The New York City subway, for example, which carries more than 8 million riders each day, uses scores of complicated control systems that could fall prey to hackers.
A real world example: In 2003, the Sobig virus and similar computer worms wreaked havoc on million of computers, shutting down trains on the east coast of the U.S. and Canada and infecting CSX Corp.'s train system headquarters in Jacksonville, Fla. Train service was shut down or delayed up to six hours.
6. Water Systems
Clean drinking water is critical to life, of course, and yet many water operations are vulnerable targets. Terrorist groups have specifically named U.S. water supplies as a point of attack. And almost all of the country's 155,000 public water systems have control systems connected to computer networks that leave them vulnerable.
Sewage operations are also at risk. The Deer Island Sewage Treatment Plant in Massachusetts, for example, is one of the largest treatment plants in the U.S. Located in Boston Harbor, the plant gets rid of up to 90% of contamination in sewage before the water is released back into Massachusetts Bay. In Australia in 2000, a disgruntled employee used a remote computer to hack into the Maroochy Shire Council's sewage system 46 times over two months. Pumps failed, and a quarter of a million gallons of raw sewage poured into nearby streams, flooding a hotel and park.
7. Gas and Chemical Pipelines
Large refinery fires or explosions and chemical gas leaks are a constant worry for folks living near refineries and chemical plants.

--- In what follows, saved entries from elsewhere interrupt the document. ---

PR #891, opened 2021-07-03
Adapt to interface name

greg0ire:
## Subject

Because of named parameters, the signature of an implementation should
match the one of the interface. I have chose to always use the name in
the interface because that should be a smaller BC-break.

Side-effect: fixing the Psalm job of the CI.

## Changelog

```markdown
### Fixed
- Fix inconsistencies in parameter names between interfaces and their implementations
```

### DIFF
--- a/src/Model/BaseBlock.php
+++ b/src/Model/BaseBlock.php
@@ -160,11 +160,11 @@ abstract class BaseBlock implements BlockInterface
         return $this->updatedAt;
     }
 
-    public function addChildren(BlockInterface $child)
+    public function addChildren(BlockInterface $children)
     {
-        $this->children[] = $child;
+        $this->children[] = $children;
 
-        $child->setParent($this);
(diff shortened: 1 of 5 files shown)


VincentLanglet (approved):

src/Model/BaseBlock.php
```diff
@@ -160,11 +160,11 @@ public function getUpdatedAt()
         return $this->updatedAt;
     }
 
-    public function addChildren(BlockInterface $child)
+    public function addChildren(BlockInterface $children)
```
VincentLanglet, line 163: We should rename the method to `addChild` in next major.

greg0ire: Yes 👍 the implementation makes very little sense with this naming.

jordisala1991 (approved):

VincentLanglet:
Thanks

There are 144 petroleum refineries in the U.S., producing more than 17 million barrels of crude oil per day. The biggest is owned by ExxonMobil in Baytown, Texas. It cranks out more than half a million barrels per day. There are also 15,000 industrial chemical plants in the U.S. This past spring, the Department of Homeland Security and the Industrial Control Systems Cyber Emergency Response Team issued an alert about hackers phishing for information in natural gas pipelines. They were trying to steal information that could potentially let them access the pipelines from remote computers.
8. Communications Systems
If telecom emergency systems fail, millions of cell phones won't work. That's more than just an inconvenience: Almost every important sector relies heavily on communications. Police, fire, ambulance and scores of other services -- from banking and IT to mail delivery and energy -- are integrated with communications. The 2010 Cyber ShockWave, created by the Bipartisan Policy Center’s simulated cyberattack, may not have been an actual event, but the simulation sparked renewed concern of a lack of U.S. preparation. In the event, 60 million cell phones went silent.